BRIEF
Would you please copy every line from the records that contains the word "Provides"?

PROVIDED DATA
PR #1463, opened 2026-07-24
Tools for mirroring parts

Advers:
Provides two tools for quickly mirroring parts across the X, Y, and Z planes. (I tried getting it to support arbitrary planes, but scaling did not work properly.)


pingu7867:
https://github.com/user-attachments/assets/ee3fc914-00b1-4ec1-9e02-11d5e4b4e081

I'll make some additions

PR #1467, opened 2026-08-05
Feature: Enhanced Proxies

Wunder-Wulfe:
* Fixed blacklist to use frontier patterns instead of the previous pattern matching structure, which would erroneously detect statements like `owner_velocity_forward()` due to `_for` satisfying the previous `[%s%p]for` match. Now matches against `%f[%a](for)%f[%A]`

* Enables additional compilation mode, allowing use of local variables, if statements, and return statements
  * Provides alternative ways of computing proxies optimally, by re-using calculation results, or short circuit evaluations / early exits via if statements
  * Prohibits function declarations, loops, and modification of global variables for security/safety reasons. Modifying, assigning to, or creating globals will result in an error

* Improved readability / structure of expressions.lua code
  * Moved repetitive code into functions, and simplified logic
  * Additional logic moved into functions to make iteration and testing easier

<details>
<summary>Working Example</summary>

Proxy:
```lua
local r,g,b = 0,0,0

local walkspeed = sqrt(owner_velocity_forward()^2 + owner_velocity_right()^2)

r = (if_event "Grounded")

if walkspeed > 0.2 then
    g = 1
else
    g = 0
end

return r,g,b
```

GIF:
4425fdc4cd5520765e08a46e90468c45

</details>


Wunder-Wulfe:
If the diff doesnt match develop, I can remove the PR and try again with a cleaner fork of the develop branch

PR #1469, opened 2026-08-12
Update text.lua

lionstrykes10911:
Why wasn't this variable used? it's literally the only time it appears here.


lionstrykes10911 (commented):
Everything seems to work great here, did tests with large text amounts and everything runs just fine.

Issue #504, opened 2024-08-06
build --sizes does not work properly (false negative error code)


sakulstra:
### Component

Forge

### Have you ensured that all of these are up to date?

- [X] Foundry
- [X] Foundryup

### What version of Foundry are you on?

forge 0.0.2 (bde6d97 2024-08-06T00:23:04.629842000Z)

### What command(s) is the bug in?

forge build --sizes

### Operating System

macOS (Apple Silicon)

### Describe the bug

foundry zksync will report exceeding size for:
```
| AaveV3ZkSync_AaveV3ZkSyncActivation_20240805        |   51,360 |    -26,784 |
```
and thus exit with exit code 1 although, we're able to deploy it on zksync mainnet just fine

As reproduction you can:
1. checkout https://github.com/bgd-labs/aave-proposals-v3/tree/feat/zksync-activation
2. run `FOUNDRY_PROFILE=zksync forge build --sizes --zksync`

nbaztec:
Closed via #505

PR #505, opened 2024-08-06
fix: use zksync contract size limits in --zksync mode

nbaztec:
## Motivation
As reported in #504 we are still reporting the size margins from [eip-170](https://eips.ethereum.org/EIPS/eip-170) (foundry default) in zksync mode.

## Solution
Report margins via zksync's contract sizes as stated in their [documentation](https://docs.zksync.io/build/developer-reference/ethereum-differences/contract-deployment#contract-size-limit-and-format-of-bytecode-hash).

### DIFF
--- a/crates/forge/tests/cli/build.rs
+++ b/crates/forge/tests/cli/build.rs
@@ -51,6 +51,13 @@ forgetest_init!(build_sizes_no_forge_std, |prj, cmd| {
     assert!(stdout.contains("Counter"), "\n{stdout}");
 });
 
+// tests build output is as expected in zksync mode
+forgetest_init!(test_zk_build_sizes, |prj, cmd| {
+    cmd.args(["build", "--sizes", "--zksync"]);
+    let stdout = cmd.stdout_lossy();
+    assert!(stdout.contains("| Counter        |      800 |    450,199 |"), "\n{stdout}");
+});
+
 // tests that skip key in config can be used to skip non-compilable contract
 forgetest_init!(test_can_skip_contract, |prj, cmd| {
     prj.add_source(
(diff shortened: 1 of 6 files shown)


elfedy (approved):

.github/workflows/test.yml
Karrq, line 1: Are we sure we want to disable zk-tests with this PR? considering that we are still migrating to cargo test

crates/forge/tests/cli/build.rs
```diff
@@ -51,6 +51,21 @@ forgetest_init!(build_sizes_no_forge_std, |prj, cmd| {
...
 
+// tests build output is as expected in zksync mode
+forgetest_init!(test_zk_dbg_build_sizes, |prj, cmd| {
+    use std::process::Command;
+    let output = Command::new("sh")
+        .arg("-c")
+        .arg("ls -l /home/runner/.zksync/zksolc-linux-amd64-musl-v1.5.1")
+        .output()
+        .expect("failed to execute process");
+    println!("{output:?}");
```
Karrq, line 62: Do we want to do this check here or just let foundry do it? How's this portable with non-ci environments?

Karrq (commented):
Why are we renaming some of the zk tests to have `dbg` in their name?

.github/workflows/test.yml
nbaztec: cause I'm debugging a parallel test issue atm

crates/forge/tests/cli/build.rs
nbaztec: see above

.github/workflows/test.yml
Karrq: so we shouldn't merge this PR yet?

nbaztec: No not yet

ANSWER TO THE EXERCISE
Provides two tools for quickly mirroring parts across the X, Y, and Z planes. (I tried getting it to support arbitrary planes, but scaling did not work properly.)
  * Provides alternative ways of computing proxies optimally, by re-using calculation results, or short circuit evaluations / early exits via if statements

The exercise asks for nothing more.